#### [Instructions for the task]
How many lines in the material below include the string "https"? Answer with the number only.

#### [Dataset records]
---------------

PR #119, opened 2019-01-24
Update driver info api endpoints (/fleet/drivers/...)

alberthu16:
preview link: https://rebilly.github.io/ReDoc/?url=https://raw.githubusercontent.com/samsarahq/api-docs/1d4060fefcfdf0ae20def22621775f8206635080/swagger.json#operation/patchDriverById
jira: https://samsaradev.atlassian.net/browse/CM-423

- remove driver object in response for PUT /fleet/drivers/inactive/:id
- remove `isDeactivated` field from PATCH /fleet/drivers/:id (because we don't support modifying this field on PATCH)
- use `tagIds` in incoming requests (PATCH, POST), and return `tags` in responses (GET, PATCH, POST)
- match some driver fields to their gql variable names for consistency
- fix incorrect or missing examples

### DIFF
--- a/swagger.json
+++ b/swagger.json
@@ -4280,10 +4280,6 @@
                 {
                     "type": "object",
                     "properties": {
-                        "isDeactivated": {
-                            "type": "boolean",
-                            "description": "True if the driver account has been deactivated."
-                        },
                         "currentVehicleId": {
                             "type": "integer",
                             "format": "int64",
--- a/swagger.json
+++ b/swagger.json
@@ -4124,7 +4124,7 @@
                 "username": {
                     "type": "string",
                     "description": "Driver's login username into the driver app.",
-                    "example": "Susan Jones"
+                    "example": "susanjones"
                 },
                 "phone": {
                     "type": "string",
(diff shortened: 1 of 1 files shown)


swagger.json
```diff
@@ -963,10 +963,7 @@
                 ],
                 "responses": {
                     "200": {
-                        "description": "Returns the reactivated driver, which is now available at /fleet/drivers/{driver_id}.",
-                        "schema": {
-                            "$ref": "#/definitions/CurrentDriver"
-                        }
+                        "description": "Successfully reactivated the driver, which is now referenced by /fleet/drivers/{driver_id | external_id}.",
```
AChelikani: Should the PUT return the updated object back?

swagger.json
```diff
@@ -4146,24 +4143,28 @@
...
                 "eldExemptReason": {
                     "type": "string",
-                    "description": "Reason that this driver is exempt from the Electronic Logging Mandate (see eldExempt)."
+                    "description": "Reason that this driver is exempt from the Electronic Logging Mandate (see eldExempt).",
+                    "example": "Some reason."
                 },
                 "usBigDayExemptionEnabled": {
                     "type": "boolean",
-                    "description": "Flag indicating this driver may use Big Day exemptions in HOS logs."
+                    "description": "Flag indicating this driver may use Big Day exemptions in HOS logs.",
```
AChelikani: Is it necessary to add something about "US" in the description? Just wondering since it's in the variable name.

swagger.json
```diff
@@ -4169,7 +4173,8 @@
                 },
                 "hosDayStartHour": {
                     "type": "integer",
-                    "description": "0 indicating midnight-to-midnight HOS driving hours, 12 to indicate noon-to-noon driving hours."
+                    "description": "0 indicating midnight-to-midnight HOS driving hours, 12 to indicate noon-to-noon driving hours.",
```
AChelikani: "indicating" -> "to indicate" for parallel wording?

swagger.json
alberthu16: The DELETE doesn't return updated object either, so I wanted to match that. Returning the updated object would also require some changes in the api.

swagger.json
alberthu16: Jonte gave me this description :)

---------------

#### [Answer to this task]
2